高超声速飞行器推进系统建模

为在高超声速飞行器设计初期快速地获得推力和推力矩,以满足控制相关分析和建模需要.提出一种推进系统建模方法,基于激波/膨胀波相交理论来建模与机身耦合的进气道模型;用有摩擦变截面加热管来描述双模态燃烧室;将内喷管建模成一维变截面摩擦管,采用动量定理估算推力,并通过曲线拟合得到推力的解析表达式.与CFD计算结果相比,该模型计算得到双模态冲压发动机入口气流马赫数和温度误差小于5%,压强误差小于10%;计算得到的推力随马赫数、燃油当量比和迎角的增大而增加,随高度增加而减小,单个状态平均计算时间小于0.5s.计算结果表明:该建模方法满足面向控制建模的效率和精度需求,有助于此类飞行器设计初期的动力学和控制相关的分析和设计. 

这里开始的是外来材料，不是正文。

Issue #10273, opened 2026-07-24
[Bug]: Mobile Relay stays unavailable after a transient desktop broker failure


wohsj110:
### Operating system

macOS 15.6.1 (Apple Silicon)

### Orca version

v1.4.152

#### Short summary

Orca Mobile Relay remains unavailable and generated pairing codes are downgraded to LAN-only, even though the cloud auth endpoint, Relay director, and assigned Relay cell are reachable. Restarting the proxy and switching all `*.onorca.dev` traffic from a proxy route to `DIRECT` does not recover the Relay broker.

The UI shows:

> Relay could not be reached — this code only works on your local network. Regenerate to try again.

#### Reproduction

1. Sign in to an Orca cloud-linked profile.
2. Open Settings -> Mobile.
3. Select Orca Relay and generate or regenerate a pairing code.
4. Observe that Relay is marked unavailable and the QR code contains only the LAN WebSocket endpoint.
5. Regenerate again; the state remains unavailable.

#### Network diagnostics

The desktop uses ClashX Pro in TUN/Fake-IP mode.

Initially there was no Orca-specific rule, so Relay traffic matched the final proxy group. Clash logs showed successful TCP connections for the complete startup sequence:

- `login.onorca.dev:443`
- `relay.onorca.dev:443`
- `c2.relay.onorca.dev:443`

As an A/B test, this rule was inserted as the first rule and ClashX was restarted:

```yaml
- DOMAIN-SUFFIX,onorca.dev,DIRECT
```

Clash then confirmed the expected match:

```text
rule=DomainSuffix(onorca.dev) proxy=DIRECT
```

The Relay UI remained unavailable, so bypassing the proxy did not resolve the failure.

Additional checks:

- `https://relay.onorca.dev/health` returns HTTP 200.
- `https://c2.relay.onorca.dev/health` returns HTTP 200.
- The cell WebSocket control endpoint is reachable through TUN, an explicit proxy, and a bound direct interface; without credentials it returns the expected HTTP 401.
- The local Orca listener is healthy on both loopback and the LAN address.

This suggests the failure occurs after basic network/TLS reachability, during Relay broker setup or the control upgrade/host-proof phase.

#### Source correlation

The installed v1.4.152 code appears to have both failure modes addressed by recently merged changes:

- #10147 adds bounded retry after transient cloud session, token exchange, assignment, and control-open failures. In v1.4.152, the coordinator catch path only publishes `offline` and does not schedule another attempt.
[...]

PR #10789, opened 2026-07-26
fix(orca-cloud): report the real cause when cloud sign-in cannot reach the network

### LINKED ISSUE #10758: [Bug]: Windows Google OAuth callback succeeds but cloud session exchange fails with TypeError: fetch failed
### Operating system

Windows 11 x64

### Orca version

v1.4.156 (also reproduced on v1.4.150)

#### Short summary

Signing in to an Orca Cloud profile with Google completes in the system browser and successfully returns to Orca's local loopback callback, but the desktop then shows:

```text
fetch failed
```

The cloud profile is never linked and no encrypted account session is created. Updating from v1.4.150 to the current stable v1.4.156 did not change the behavior.

#### Reproduction

1. Start Orca on Windows.
2. Attempt to connect the active local profile to Orca Cloud.
3. Complete Google sign-in in the system browser.
4. The browser reaches Orca's `127.0.0.1` callback successfully and displays the successful-return page.
5. Return to Orca.
6. Orca reports `fetch failed`; the active profile remains local.

#### Expected behavior

After the loopback OAuth callback succeeds, Orca should exchange the authorization code for a cloud session, persist the encrypted session, and link the active profile.

#### Actual behavior

The post-callback session exchange fails with a bare `TypeError: fetch failed`. The UI does not expose an error cause or HTTP status, and the failure is not recorded with useful detail in `main.trace.ndjson` or `daemon.log`.

#### Diagnostics already performed

* Orca runtime is healthy and reachable.
* The browser successfully reaches Orca's loopback callback, so the local callback listener and OAuth redirect work.
* `login.onorca.dev` and `relay.onorca.dev` resolve and are reachable over HTTPS.
* A diagnostic Node.js request using the same relevant options to:

  ```text
  POST https://login.onorca.dev/v1/desktop/auth/session
  ```

  reaches the service and receives the expected response for a deliberately invalid code:

  ```http
  401 Unauthorized
  {"error":"invalid_code"}
  ```
* No HTTP(S) proxy environment variables are configured.
* WinHTTP is configured for direct access.
* Windows Firewall has no outbound block rule for Orca; default outbound traffic is allowed.
* Only Windows Defender is active; no third-party antivirus/network filter was detected.
* Windows Time is synchronized via `time.windows.com`; an HTTP `Date` comparison showed approximately 0.5 seconds of skew.
* The active profile remains `kind: "local"`, has no cloud metadata, and no `account-session.json.enc` is created.
* Fully quitting and restarting Orca does not resolve the issue.

This appears to fail after `beginOrcaCloudPkceFlow(...)` resolves successfully, during the subsequent authorization-code exchange against `/v1/desktop/auth/session`.

#### Source correlation

The shipped v1.4.156 main-process bundle still sends this exchange through bare global `fetch(...)` with `redirect: "error"` and a 30-second timeout. The surrounding catch path reduces the error to `error.message`, so users only see `fetch failed` and the underlying cause (`ECONNRESET`, TLS, redirect, socket error, etc.) is lost.

A similar transport/pool pattern was reported for another integration in stablyai/orca#5593, although this issue affects the first-party Orca Cloud session exchange and reproduces across a full app restart.

#### Suggested improvements

1. Log the full error name, stack, and nested `error.cause` for Orca Cloud session exchange failures, without logging the authorization code, verifier, nonce, state, or tokens.
2. Surface a bounded failure category in the UI: DNS, TLS, timeout, redirect, connection reset, or HTTP status.
3. Consider using `electron.net.fetch` for this first-party request, or retry once on recognized transient Undici transport failures with a fresh connection/dispatcher.
4. If the backend closes the connection only for otherwise-valid authorization codes, return a structured HTTP error instead so the client does not collapse it into `fetch failed`.

#### Related but distinct reports

* stablyai/orca#10273 concerns Relay broker recovery after cloud sign-in already succeeded.
* stablyai/orca#10401 concerns Relay host-proof clock skew after cloud sign-in.

This report fails earlier, while creating the initial Orca Cloud session.

OrcaWin:
Fixes #10758

## Summary

Signing in to Orca Cloud on Windows completed in the browser, returned to the loopback callback, and then failed with a bare `fetch failed`. The profile stayed local and nothing in `main.trace.ndjson` explained why.

The desktop session exchange (`POST /v1/desktop/auth/session`) ran through bare global `fetch`. Every transport-level failure — DNS, TLS interception, a refused redirect, a reset socket — surfaces from undici as the identical string `TypeError: fetch failed`, with the real diagnosis buried in `error.cause`. `connectCurrentOrcaProfile` reduces the error to `error.message` (`profile-cloud-service.ts:91`) and the renderer prints that verbatim as the toast description, so `cause` was discarded before it reached the user *or* the trace file.

This PR:

1. **Routes both cloud clients through Electron `net.fetch`** behind `ensureElectronProxyFromEnvironment`, via a new `orcaCloudFetch` in `profile-cloud-transport.ts`. This matches the existing precedent in `jira/client.ts`, `claude-accounts/oauth-refresh.ts`, and `rate-limits/claude-fetcher.ts`. Chromium's stack honors the OS certificate store and proxy configuration and keeps its own socket pool, so Windows TLS interception and undici's stale keep-alive sockets stop being silent failure modes.
2. **Classifies transport failures into a bounded category** — `dns`, `tls`, `proxy`, `offline`, `timeout`, `redirect`, `connection-lost`, `unknown` — and surfaces it with the errno / `net::` detail. The original error chain is retained as `cause` and recorded on the span (`orcaCloud.operation`, `transportFailure`, `transportErrorName`, `transportErrorDetail`), so `main.trace.ndjson` finally has something actionable.

This addresses suggestions 1–3 from the issue. Suggestion 4 (backend returning a structured error instead of closing the connection) is server-side.

## ELI5

Orca asks the sign-in server "here's my one-time code, give me a session." That question was being asked by a phone line that only knows how to say one thing when anything goes wrong: **"it didn't work."**

Not *why*. The address book couldn't find the server, the security certificate looked wrong, a corporate proxy hung up, the server tried to forward us somewhere we refuse to follow — all of it came out as the same three words. The detail *did* exist, tucked inside the error, but the code threw it away before showing anything to the user.

Two changes. First, Orca now uses **the same phone line the rest of the app uses** (Electron's network stack) — the one that knows about Windows' certificate store, corporate proxies, and doesn't reuse stale connections. Second, when a call fails, Orca now **reads the detail before throwing it away** and tells you which of the seven things went wrong.

So `fetch failed` becomes `Could not reach Orca Cloud: the TLS handshake failed — a proxy or security tool may be intercepting HTTPS (net::ERR_CERT_AUTHORITY_INVALID)`.

The bug wasn't that sign-in broke. Sign-in was *always* going to break on that machine for some environmental reason. The bug is that Orca made it impossible to find out which one.

## Screenshots

No visual change. The failure toast already renders `result.error` as its description, so it now carries the categorized message instead of `fetch failed` — no renderer changes were needed.

## Proof of fix

**1. Reproduction of the reported symptom.** Driving the shipped options (`redirect: 'error'`, 30s `AbortSignal.timeout`, bare global `fetch`) against real local servers that fail three structurally different ways:

```
connection reset mid-exchange -> {"uiMessage":"fetch failed","name":"TypeError","cause":"SocketError: other side closed","causeCode":"UND_ERR_SOCKET"}
redirect on the session endpoint -> {"uiMessage":"fetch failed","name":"TypeError","cause":"Error: unexpected redirect"}
DNS failure -> {"uiMessage":"fetch failed","name":"TypeError","cause":"Error: getaddrinfo ENOTFOUND ...","causeCode":"ENOTFOUND"}
```

Three different root causes, one indistinguishable user-facing string — exactly the report. Note the redirect case is *deterministic*, which fits "reproduces across a full app restart" better than a stale-socket theory does.

**2. Same three scenarios, before vs. after, through the production code path:**

```
### connection reset mid-exchange
BEFORE: fetch failed
AFTER  [connection-lost]: Could not reach Orca Cloud: the connection closed before a response arrived (UND_ERR_SOCKET: other side closed)

### redirect on the session endpoint
BEFORE: fetch failed
AFTER  [redirect]: Could not reach Orca Cloud: Orca Cloud redirected the request, and Orca never follows redirects on token endpoints (unexpected redirect)

### DNS failure
BEFORE: fetch failed
AFTER  [dns]: Could not reach Orca Cloud: the Orca Cloud hostname could not be resolved (ENOTFOUND: getaddrinfo ENOTFOUND login.invalid-host-10758.test)
```

**3. The new regression test fails on the shipped code.** Reverting only `profile-cloud-client.ts` to its pre-PR state and re-running:

```
FAIL  profile-cloud-transport.test.ts > reports a bounded category and never echoes the authorization code
AssertionError: expected TypeError: fetch failed to be an instance of OrcaCloudTransportError
 Tests  1 failed | 13 passed (14)
```

With the fix restored, all 14 pass. That test drives the real `exchangeOrcaCloudAuthCode` against a live socket that dies mid-request, so it asserts against a genuine undici error chain rather than a hand-built stand-in.

**4. The fix is present in the built bundle** — `out/main/index.js` contains `Could not reach Orca Cloud` and `orcaCloud.transportFailure` after `pnpm build:electron-vite`.

## Proof of no regression

The suite has substantial pre-existing failures on this Windows machine, so every number below is a **before/after comparison against the same tree**, not an absolute count.

| Scope | Pre-fix baseline | With this PR | Delta |
|---|---|---|---|
| `src/main` (1115 files) | 31 files / 96 tests failed | 31 files / 96 tests failed — identical file list, passing 15111 → 15119 | **0** |
| 11 failing files outside `src/main` | 11 files / 29 tests failed | 11 files / 29 tests failed | **0** |
| Directly affected (`orca-profiles`, profile IPC, relay, fetch audit) | — | 21 files / 115 tests **passed** | — |

Full suite: `Test Files 44 failed | 3387 passed | 25 skipped`, `Tests 126 failed | 36325 passed | 446 skipped`. Every failing file was enumerated and re-run against the pre-fix parent commit; all fail identically. They are environment-dependent (symlinks, `/bin/sh` spawn, filesystem watchers, PTY, host-boundary renderer tests) and none live in `orca-profiles`. The two suite-level "Errors" originate in `src/main/ipc/ephemeral-vm.test.ts` and `src/relay/pty-handler.test.ts`, both already in the baselined set.

Other gates:

- `pnpm typecheck` (node + cli + web) — **exit 0**
- `pnpm build:electron-vite` — **exit 0** (main, preload, renderer)
- `oxlint` — **exit 0**, zero errors
- `lint:switch-exhaustiveness`, `check:reliability-gates` (49 gates), `check:max-lines-ratchet`, `verify:bundled-skill-guides` — all pass
- `pnpm lint` overall fails at `verify:skill-bundle-manifest` (stale generated `resources/skills/*.json`). **Verified pre-existing** — the same check fails identically on a stashed clean tree, and this PR touches nothing under `resources/`.

## Testing

- [x] `pnpm lint` — passes except the pre-existing stale-skill-manifest step documented above
- [x] `pnpm typecheck`
- [x] `pnpm test` — 126 failures, all verified pre-existing against the parent commit
- [~] `pnpm build` — ran `build:electron-vite` and `typecheck`; did not run `build:native` / `build:relay` / `build:cli` / `build:web`, none of which this main-process-only change touches

New `profile-cloud-transport.test.ts`: 12 classification cases spanning both error shapes (undici errno chains and Chromium `net::ERR_*`), a guard that cloud requests never reach global fetch, and the live-socket repro test. Both existing client test files were migrated from `stubGlobal('fetch')` to mocking `net.fetch`.

## AI Review Report

Five review rounds over the diff. Each finding below was verified against the code, not eyeballed; all are fixed in follow-up commits on this branch.

**Correctness found and fixed**

- **TLS failures were misclassified as `unknown`.** Node reports certificate problems as bare `CERT_HAS_EXPIRED` / `CERT_REVOKED` / `CERT_UNTRUSTED` with no `err_` prefix, and the pattern required one. Probing the regex directly confirmed four such codes fell through. This is the *clock-skew* case, a documented adjacent report (#10401) — precisely the failure most worth naming. Matching on `cert` now; DNS is still evaluated first so a hostname containing "cert" cannot be mistaken for a certificate error.
- **`net::ERR_ABORTED` classified as `unknown`.** That is how Chromium surfaces our own 30s timeout signal. Also gave `ERR_ADDRESS_UNREACHABLE` and `ERR_SOCKET_NOT_CONNECTED` a home.
- **Detail could pair an outer error's `code` with an inner error's `message`.** Now built per chain level.

**Simplification**

- The `operation` label was threaded through five functions and eleven call sites, and `OrcaCloudTransportError.operation` was never read anywhere. Removed — the span derives the same information from the URL's origin and path. **Both cloud clients are back to a one-line change each** (`3 +-` per file, down from `26 +-` and `9 +-`). Also dropped a `codes` array the classifier no longer consulted.

**Verified rather than assumed**

Every test mocks `net.fetch`, so its real contract was unverified. Ran the actual init against real Electron:

```
[happy-path] RESOLVED status=200          <- accepts credentials/cache/redirect/signal
[redirect]   THREW  "Attempted to redirect, but redirect policy was 'error'"
[reset]      THREW  net::ERR_EMPTY_RESPONSE
[timeout]    THREW  TimeoutError
```

Two fixtures were wrong as a result and were corrected to what Electron actually throws: the redirect refusal is an `Error`, not a `TypeError`, and a dead socket reports `ERR_EMPTY_RESPONSE`, not `ERR_CONNECTION_RESET`.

Modeling of hypersonic vehicles propulsion system

In order to quickly obtain the thrust and moment of thrust at the early design stage, and satisfy relevant modeling and analysis control, a model for the propulsion system of hypersonic vehicle was proposed. An inlet model was developed based on the wave interaction method. Moreover, the dual-mode combustor was modeled by an increasing area duct with heat addition and friction, whereas the internal nozzle was modeled by a variable area duct with friction. Accordingly, the thrust was estimated according to the momentum theory, and then analytical expression was obtained by a curve-fitting method. Compared with the result of CFD, the error of Mach number and temperature at the dual mode ramjet engine inlet was less than 5%, and the pressure error was less than 10%; the computed thrust increased as Mach number, stoichiometrically normalized fuel-to-air ratio and angle of attack increased, and decreased as height increased; the time cost of one state point was less than 0.5s averagely. Computation result demonstrates that the proposed modeling approach meets the high efficiency and accuracy required in the control-oriented modeling process, contributing to the analysis and design related to dynamics and control of the hypersonic vehicles.